§ **WHAT IS NEEDED**: Each line in the records that mentions the word "scripts" needs to be listed.

Dataset entries:
========================================
PR #536, opened 2021-02-18
Use latest minikube and kubectl releases

iranzo:
Use latest minikube and kubectl according to their website

### DIFF
--- a/scripts/install_minikube.sh
+++ b/scripts/install_minikube.sh
@@ -9,7 +9,7 @@ function install_minikube() {
 
     if ! [ -x "$(command -v minikube)" ]; then
         echo "Installing minikube..."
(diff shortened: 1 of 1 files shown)


YuviGold:
My fear with "latest" is that API could get broken from time to time. Happened to us with [terraform](https://github.com/openshift/assisted-test-infra/pull/83).

iranzo:
> My fear with "latest" is that API could get broken from time to time. Happened to us with [terraform](https://github.com/openshift/assisted-test-infra/pull/83).

For kubelet is the one labelled as stable, but for minikube didn't  found it :/

YuviGold:
Using [arkade](https://github.com/alexellis/arkade) for `minikube` and `kubectl` installation since https://github.com/openshift/assisted-test-infra/pull/660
========================================
§ **RESPONSE AREA**:
--- a/scripts/install_minikube.sh
+++ b/scripts/install_minikube.sh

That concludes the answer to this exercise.